• _Work instruction_: What is the number of lines in the data that hold the string "user"? Reply with that number only.

BEGIN Source data

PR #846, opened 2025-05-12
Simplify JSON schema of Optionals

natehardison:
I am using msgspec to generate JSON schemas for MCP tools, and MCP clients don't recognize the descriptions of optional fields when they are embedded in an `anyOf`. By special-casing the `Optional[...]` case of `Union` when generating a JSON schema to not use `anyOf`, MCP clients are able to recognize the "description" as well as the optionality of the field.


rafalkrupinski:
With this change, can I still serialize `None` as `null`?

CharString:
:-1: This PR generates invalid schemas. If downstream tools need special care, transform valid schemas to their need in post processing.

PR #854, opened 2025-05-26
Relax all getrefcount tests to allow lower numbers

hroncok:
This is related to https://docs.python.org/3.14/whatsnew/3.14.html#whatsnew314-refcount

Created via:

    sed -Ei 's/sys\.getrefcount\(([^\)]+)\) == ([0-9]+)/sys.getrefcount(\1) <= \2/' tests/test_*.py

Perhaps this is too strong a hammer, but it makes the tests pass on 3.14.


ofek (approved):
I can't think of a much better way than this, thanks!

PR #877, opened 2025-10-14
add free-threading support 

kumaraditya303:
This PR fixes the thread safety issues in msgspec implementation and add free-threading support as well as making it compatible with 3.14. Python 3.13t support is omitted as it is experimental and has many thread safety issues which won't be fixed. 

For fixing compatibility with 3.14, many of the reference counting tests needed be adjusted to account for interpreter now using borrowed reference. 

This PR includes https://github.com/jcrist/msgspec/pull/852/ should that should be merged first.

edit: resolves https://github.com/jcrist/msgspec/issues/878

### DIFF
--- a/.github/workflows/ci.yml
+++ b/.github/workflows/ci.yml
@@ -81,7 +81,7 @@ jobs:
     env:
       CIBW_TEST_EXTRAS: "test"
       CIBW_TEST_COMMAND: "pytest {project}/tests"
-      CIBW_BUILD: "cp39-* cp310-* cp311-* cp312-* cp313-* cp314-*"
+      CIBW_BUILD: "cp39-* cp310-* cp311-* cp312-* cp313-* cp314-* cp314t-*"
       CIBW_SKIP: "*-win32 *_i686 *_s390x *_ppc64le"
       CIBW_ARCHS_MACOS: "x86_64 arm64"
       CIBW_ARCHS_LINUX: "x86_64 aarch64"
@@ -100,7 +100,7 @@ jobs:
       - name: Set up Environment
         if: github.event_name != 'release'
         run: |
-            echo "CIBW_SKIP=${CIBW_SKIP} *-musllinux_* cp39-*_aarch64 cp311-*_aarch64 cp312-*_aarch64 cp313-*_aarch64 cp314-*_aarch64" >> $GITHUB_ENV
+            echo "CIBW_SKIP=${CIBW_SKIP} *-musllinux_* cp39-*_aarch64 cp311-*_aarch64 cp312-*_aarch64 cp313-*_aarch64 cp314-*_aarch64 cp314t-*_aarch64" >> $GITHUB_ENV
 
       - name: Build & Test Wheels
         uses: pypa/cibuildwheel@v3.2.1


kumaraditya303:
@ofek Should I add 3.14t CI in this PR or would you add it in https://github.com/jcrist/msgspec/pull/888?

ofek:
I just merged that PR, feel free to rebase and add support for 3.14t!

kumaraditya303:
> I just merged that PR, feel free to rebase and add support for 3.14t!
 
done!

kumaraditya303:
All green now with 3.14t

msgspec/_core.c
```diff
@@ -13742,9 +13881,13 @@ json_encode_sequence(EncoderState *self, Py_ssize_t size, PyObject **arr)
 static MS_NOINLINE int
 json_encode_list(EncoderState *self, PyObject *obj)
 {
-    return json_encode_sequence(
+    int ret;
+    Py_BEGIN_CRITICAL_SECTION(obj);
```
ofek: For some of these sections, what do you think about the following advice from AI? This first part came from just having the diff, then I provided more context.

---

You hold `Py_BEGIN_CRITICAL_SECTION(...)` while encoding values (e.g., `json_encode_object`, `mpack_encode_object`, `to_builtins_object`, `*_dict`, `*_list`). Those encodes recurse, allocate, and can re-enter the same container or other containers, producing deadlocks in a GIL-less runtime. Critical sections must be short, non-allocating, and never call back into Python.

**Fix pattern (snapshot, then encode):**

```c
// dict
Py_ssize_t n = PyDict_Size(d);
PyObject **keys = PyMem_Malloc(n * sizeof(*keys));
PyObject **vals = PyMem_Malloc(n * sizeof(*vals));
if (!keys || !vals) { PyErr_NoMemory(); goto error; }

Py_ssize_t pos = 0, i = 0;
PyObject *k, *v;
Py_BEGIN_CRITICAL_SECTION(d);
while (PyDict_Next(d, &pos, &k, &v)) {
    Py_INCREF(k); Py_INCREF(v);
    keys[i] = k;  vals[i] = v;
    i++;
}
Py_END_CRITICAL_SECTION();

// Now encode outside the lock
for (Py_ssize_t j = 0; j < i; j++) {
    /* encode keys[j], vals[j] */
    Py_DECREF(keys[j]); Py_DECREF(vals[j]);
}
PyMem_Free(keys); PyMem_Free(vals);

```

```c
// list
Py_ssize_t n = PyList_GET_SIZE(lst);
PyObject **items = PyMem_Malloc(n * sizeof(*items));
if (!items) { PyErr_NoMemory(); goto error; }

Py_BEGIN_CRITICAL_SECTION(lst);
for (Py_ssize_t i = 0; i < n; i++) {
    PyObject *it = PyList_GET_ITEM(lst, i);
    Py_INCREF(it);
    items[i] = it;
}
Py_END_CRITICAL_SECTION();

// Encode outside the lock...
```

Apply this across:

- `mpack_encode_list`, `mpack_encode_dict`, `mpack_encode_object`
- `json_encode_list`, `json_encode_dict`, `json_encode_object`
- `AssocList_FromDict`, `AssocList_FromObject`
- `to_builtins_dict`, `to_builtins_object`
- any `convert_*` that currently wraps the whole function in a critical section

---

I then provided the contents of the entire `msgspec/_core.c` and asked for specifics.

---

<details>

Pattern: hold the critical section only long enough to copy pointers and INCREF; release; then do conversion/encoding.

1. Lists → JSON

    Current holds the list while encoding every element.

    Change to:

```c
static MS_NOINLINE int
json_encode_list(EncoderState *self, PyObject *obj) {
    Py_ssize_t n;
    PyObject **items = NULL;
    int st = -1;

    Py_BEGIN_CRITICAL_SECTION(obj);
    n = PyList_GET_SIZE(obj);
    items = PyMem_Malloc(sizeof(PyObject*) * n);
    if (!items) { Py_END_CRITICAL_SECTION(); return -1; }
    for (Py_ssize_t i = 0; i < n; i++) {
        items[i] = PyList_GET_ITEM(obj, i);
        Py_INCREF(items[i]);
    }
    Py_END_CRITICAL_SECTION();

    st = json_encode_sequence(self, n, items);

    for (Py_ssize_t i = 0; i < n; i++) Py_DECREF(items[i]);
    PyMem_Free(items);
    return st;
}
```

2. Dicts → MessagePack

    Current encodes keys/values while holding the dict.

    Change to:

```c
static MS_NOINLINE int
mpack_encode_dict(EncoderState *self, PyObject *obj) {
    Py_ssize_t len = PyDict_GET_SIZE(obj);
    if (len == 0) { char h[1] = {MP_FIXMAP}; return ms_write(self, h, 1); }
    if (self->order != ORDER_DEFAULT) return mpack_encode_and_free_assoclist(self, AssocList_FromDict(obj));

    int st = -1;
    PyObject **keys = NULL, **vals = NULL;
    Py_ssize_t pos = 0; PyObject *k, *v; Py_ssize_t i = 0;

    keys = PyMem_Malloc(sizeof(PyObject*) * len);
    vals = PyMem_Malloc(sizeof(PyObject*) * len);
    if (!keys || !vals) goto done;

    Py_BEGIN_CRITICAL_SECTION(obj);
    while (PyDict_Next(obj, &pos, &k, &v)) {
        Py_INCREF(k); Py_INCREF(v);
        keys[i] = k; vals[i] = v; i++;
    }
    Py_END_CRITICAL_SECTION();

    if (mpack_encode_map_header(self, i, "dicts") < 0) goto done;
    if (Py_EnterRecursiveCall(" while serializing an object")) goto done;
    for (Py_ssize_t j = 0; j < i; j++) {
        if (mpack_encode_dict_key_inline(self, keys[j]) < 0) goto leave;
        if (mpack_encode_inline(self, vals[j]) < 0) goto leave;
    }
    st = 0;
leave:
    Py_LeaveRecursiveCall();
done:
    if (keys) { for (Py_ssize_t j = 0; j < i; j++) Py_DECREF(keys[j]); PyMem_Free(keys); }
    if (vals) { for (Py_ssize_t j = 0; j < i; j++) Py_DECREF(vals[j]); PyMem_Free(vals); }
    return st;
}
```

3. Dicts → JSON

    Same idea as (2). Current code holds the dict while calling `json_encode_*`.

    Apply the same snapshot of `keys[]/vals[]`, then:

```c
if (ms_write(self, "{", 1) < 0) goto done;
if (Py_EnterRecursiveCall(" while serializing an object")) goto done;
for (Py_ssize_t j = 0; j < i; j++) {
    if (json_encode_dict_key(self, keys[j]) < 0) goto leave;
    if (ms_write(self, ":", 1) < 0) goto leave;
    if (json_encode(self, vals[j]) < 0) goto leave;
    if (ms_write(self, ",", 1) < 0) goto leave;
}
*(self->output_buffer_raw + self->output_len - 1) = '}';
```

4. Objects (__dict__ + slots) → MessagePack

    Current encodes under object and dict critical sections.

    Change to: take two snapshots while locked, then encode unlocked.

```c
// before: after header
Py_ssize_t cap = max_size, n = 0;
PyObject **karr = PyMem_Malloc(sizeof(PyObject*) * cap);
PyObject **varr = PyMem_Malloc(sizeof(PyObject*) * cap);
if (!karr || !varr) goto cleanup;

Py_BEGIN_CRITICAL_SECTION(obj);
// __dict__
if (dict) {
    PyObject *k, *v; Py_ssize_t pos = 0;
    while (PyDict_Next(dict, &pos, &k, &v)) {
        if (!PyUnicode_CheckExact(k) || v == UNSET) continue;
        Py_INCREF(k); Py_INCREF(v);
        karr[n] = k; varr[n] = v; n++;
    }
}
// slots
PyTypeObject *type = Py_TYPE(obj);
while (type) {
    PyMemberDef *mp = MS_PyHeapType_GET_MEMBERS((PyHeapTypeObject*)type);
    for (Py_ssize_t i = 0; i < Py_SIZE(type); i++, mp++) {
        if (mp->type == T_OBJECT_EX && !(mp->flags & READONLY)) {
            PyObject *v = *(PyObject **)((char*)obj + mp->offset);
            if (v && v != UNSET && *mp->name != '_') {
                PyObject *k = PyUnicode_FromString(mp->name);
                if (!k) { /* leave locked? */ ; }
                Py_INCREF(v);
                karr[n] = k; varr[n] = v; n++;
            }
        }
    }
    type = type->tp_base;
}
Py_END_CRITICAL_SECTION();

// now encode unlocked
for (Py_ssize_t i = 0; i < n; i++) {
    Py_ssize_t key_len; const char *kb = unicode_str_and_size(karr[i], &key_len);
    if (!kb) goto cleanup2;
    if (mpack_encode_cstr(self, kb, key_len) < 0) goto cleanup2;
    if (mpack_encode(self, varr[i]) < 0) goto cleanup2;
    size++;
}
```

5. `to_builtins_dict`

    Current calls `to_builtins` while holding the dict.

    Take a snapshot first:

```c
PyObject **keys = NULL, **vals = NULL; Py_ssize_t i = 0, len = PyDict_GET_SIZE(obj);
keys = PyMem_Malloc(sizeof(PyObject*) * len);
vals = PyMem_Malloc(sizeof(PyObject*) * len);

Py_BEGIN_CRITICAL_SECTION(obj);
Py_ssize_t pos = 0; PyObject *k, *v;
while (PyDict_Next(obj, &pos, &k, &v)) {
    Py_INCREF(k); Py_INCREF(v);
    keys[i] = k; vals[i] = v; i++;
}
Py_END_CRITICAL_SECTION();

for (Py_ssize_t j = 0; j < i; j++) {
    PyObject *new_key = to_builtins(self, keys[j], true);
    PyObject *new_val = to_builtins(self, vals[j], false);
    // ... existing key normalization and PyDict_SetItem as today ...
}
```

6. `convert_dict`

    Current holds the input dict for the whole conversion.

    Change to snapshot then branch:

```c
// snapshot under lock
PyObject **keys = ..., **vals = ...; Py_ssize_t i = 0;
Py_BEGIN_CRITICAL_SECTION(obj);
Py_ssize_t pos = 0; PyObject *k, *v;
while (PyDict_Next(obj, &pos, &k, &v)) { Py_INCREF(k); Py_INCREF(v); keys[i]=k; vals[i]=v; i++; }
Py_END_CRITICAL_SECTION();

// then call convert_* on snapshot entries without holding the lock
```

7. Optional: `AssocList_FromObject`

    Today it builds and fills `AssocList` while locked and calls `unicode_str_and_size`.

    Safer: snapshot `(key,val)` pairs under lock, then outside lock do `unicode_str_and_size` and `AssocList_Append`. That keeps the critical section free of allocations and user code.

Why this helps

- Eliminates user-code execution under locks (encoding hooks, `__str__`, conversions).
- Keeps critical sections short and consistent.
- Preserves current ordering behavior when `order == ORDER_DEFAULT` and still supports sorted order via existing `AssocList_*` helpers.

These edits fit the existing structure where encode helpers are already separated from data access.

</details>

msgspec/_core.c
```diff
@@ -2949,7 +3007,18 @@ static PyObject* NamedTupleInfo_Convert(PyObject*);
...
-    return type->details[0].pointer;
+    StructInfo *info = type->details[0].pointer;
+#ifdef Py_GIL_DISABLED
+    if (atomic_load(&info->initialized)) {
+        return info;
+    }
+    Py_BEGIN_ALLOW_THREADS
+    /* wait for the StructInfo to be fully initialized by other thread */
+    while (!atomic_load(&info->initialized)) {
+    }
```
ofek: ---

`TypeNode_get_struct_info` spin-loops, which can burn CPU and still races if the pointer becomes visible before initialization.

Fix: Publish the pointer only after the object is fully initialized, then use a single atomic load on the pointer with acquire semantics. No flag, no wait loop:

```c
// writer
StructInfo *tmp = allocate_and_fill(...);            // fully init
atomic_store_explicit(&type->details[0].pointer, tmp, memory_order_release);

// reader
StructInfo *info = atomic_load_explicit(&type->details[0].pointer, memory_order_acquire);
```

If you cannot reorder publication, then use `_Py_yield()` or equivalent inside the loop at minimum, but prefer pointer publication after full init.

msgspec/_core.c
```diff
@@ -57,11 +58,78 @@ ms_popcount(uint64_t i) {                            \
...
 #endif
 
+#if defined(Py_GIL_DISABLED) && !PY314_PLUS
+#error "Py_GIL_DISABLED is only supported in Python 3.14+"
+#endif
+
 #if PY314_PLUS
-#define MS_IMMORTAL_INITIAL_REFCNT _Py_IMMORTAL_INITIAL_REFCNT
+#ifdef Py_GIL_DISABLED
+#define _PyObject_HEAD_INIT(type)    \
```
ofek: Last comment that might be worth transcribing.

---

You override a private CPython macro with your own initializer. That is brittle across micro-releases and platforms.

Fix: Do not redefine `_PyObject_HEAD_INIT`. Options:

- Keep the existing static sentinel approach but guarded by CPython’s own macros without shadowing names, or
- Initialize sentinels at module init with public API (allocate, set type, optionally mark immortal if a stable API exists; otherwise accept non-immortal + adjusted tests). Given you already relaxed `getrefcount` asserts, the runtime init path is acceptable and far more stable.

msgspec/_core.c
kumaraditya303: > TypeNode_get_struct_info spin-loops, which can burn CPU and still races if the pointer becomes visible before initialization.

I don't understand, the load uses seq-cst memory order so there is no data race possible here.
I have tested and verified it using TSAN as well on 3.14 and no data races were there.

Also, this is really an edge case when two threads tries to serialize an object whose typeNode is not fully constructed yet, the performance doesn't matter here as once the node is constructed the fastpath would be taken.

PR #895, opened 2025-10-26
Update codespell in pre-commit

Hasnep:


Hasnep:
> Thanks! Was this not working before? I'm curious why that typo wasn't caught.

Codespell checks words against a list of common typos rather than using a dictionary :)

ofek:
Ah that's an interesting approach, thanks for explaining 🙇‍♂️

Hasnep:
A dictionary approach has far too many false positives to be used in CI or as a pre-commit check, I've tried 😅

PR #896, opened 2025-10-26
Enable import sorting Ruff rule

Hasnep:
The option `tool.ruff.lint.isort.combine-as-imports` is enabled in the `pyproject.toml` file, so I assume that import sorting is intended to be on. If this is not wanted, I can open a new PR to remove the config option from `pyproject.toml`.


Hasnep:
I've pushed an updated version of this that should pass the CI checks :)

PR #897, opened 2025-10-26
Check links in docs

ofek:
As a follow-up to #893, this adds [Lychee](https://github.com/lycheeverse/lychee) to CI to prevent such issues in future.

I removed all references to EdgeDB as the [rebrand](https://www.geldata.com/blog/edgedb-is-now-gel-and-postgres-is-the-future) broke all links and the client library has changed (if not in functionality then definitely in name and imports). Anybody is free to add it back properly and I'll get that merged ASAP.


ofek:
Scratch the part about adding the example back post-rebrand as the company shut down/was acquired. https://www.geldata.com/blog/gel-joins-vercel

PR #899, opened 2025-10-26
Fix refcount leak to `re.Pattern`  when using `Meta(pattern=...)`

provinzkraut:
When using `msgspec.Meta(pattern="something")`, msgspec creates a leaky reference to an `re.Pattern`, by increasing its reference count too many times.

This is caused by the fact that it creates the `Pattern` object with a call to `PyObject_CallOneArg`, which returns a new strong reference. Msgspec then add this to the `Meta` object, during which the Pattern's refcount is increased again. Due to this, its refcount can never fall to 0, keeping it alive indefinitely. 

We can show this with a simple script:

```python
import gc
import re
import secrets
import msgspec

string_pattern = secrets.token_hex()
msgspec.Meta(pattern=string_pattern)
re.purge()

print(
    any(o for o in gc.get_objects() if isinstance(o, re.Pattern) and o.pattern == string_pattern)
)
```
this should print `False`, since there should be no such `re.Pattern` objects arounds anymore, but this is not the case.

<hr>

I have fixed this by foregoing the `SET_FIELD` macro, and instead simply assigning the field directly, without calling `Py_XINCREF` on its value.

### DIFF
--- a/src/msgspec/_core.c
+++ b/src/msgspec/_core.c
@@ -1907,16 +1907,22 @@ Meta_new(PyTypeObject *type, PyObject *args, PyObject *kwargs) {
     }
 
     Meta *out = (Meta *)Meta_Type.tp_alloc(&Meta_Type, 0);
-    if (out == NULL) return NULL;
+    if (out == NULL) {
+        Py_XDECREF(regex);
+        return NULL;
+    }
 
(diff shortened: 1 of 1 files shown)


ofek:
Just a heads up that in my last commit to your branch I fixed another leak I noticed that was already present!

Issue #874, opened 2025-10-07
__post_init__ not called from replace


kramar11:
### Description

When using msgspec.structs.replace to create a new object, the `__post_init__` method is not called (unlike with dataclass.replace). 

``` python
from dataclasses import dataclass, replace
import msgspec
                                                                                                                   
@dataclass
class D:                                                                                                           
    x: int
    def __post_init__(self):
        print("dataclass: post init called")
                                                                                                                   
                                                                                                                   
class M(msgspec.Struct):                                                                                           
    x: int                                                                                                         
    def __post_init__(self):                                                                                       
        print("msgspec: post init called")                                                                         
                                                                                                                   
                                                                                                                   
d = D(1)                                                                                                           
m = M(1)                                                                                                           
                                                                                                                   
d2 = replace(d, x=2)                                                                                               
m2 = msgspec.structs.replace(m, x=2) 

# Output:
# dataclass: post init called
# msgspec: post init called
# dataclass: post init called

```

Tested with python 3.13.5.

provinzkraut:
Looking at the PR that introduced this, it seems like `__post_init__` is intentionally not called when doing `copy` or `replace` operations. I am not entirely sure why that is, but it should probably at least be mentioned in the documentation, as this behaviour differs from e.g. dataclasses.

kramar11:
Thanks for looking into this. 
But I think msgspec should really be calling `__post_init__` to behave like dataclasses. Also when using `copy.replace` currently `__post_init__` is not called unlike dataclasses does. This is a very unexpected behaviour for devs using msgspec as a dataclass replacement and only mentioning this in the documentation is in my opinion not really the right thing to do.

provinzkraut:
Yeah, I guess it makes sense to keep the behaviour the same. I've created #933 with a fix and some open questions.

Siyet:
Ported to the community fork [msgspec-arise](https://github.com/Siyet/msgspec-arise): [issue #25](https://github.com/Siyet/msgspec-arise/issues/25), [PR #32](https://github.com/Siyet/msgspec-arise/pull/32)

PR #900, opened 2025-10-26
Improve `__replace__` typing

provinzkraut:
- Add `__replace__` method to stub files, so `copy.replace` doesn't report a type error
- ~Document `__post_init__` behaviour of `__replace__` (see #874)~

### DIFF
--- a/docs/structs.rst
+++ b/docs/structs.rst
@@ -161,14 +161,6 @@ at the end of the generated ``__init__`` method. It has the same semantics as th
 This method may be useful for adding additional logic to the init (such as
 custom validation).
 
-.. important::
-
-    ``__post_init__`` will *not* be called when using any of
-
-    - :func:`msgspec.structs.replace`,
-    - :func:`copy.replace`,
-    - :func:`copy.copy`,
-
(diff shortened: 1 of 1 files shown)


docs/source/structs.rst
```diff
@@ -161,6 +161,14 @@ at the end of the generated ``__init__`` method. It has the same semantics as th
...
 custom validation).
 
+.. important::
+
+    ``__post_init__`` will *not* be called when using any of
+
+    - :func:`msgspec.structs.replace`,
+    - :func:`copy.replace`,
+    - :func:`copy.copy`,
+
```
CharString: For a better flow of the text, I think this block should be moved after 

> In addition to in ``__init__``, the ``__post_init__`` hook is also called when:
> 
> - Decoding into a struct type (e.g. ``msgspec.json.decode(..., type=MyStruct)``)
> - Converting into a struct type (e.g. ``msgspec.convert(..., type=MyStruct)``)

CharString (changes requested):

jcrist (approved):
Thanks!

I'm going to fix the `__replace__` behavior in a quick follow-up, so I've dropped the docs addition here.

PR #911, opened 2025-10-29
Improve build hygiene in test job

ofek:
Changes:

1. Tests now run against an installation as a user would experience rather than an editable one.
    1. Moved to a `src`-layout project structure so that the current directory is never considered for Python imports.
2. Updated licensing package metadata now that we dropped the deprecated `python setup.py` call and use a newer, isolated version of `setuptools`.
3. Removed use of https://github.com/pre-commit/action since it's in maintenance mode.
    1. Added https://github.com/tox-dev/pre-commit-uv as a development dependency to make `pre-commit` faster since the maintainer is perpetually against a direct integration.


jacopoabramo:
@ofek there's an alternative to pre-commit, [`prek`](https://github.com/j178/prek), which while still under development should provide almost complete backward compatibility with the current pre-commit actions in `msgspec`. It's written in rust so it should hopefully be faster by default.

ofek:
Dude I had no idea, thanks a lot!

END Source data

• _Exercise response_: 3